In the end, spending time on good map generation was worth it. Random maps were a key design pillar of the Age series, and everyone at Ensemble understood the necessity of making the investment in getting the system right.
However, some developers see procedural generation as a cheap way to get more content quickly while failing to recognize the work necessary to build the robust systems their game’s design needs. Without understanding the costs, it’s easy to commit to a procedural path, assuming it will solve all problems.
Not Everything is a Nail
Then there’s the other factor that’s changed my thinking: not every game benefits from procedural elements.
If I’m forced to pick my two favorite games from the last few years, the first would be Disco Elysium. There are no procedural elements at all in that game. It’s a hand-crafted narrative with an extremely focused design and relatively simple mechanics, but also a lengthy, robust experience that supports at least a couple of replays.
The second is today’s industry juggernaut of the moment, Baldur’s Gate 3. I’ve now finished the game and I’m on a second run. Baldur’s Gate 3 absolutely hits the sweet spot for me – the perfect combination of story, setting, and mechanics – and it’s no secret that I’m a big fan. While there are certainly random elements in the game – loot, dice rolls, and so forth – all of the 80+ hours of content is hand-crafted.
I recognize that Larian is operating in a space that few developers can afford to directly compete in. They threw a legion of content creators, artists, and level designers at the project for a long and expensive development cycle, and then further honed the first act’s worth of content during an extended early access period.
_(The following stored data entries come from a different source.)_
PR #1401, opened 2026-06-02
Ignore invalid personal docs state

redpersongpt:
personal docs state files could be valid json with the wrong shape and break later updates.

this drops bad shapes and filters bad rows while keeping valid paths.

checked: pytest -q tests/test_personal_docs_state_store.py tests/test_personal_docs_exclusions.py

### DIFF
--- a/src/personal_docs.py
+++ b/src/personal_docs.py
@@ -199,7 +199,10 @@ class PersonalDocsManager:
         try:
             if os.path.exists(self.directories_file):
                 with open(self.directories_file, 'r', encoding="utf-8") as f:
-                    self.indexed_directories = json.load(f)
+                    directories = json.load(f)
+                if not isinstance(directories, list):
+                    raise ValueError("indexed directories must be a list")
+                self.indexed_directories = [d for d in directories if isinstance(d, str)]
                 logger.info(f"Loaded {len(self.indexed_directories)} indexed directories")
             else:
                 self.indexed_directories = []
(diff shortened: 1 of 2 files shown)


lalalune (approved):
✅ **Tested & LGTM**

**Re-verified** with real deps (Python 3.12): the PR's tests → **2 passed**.

**What it does:** Hardens the personal-docs (RAG) state loader against a corrupt `indexed_directories`/`excluded_files` JSON: it now validates each is a list and keeps only `str` entries (raising on a non-list), so a malformed state file can't crash indexing or poison the set with non-string entries. On-mission (degraded-state robustness / document-indexing reliability).

pewdiepie-archdaemon:
The intended personal-docs state fix is focused:

```text
src/personal_docs.py
tests/test_personal_docs_state_store.py
```

Please rebase on current `main` before merge. The direct branch diff currently includes unrelated already-merged/stale files (`README.md`, `tests/test_readme_ascii_fenced.py`, docs screenshots, `mcp_servers/rag_server.py`, `static/js/cookbook.js`, `static/style.css`, `tests/test_docs_no_orphan_images.py`). Current `main` is `69d6fe44b3861d541628af6c6eb37d742e24986e`.

After rebase, the direct diff should only be the personal docs files above.

redpersongpt:
rebased. two-dot is just the personal docs loader and its test now. reran the focused tests too.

Larian could have included random “roguelike” dungeon elements to pad the experience further, but I doubt they even considered it. In fact, unlike other games in the genre such as Pathfinder: Wrath of the Righteous, there aren’t any random encounters in Baldur’s Gate 3. Every combat scenario is a hand-crafted and unique experience.
Procedural game design can be powerful. The many complex vectors and procedural systems in games like Shadows of Doubt and Dwarf Fortress are what make them great. I’m also excited by hybrid designs like 7 Days to Die, which combines random world map generation elements with an enormous and expanding library of hand-crafted points of interest.
But particularly as AI technology continues to improve, there’s a growing tendency for developers to see procedural generation as a shortcut for generating a large quantity of content quickly.
The high quality of both Disco Elysium and Baldur’s Gate 3 shows there’s still a lot of value in hand-crafted content. Similarly, my experience working with random maps on the Age series proved that a good procedural system requires a bigger investment than you’d initially expect to get it right.
So beware of reaching for the procedural hammer on every project. Not every design is a nail.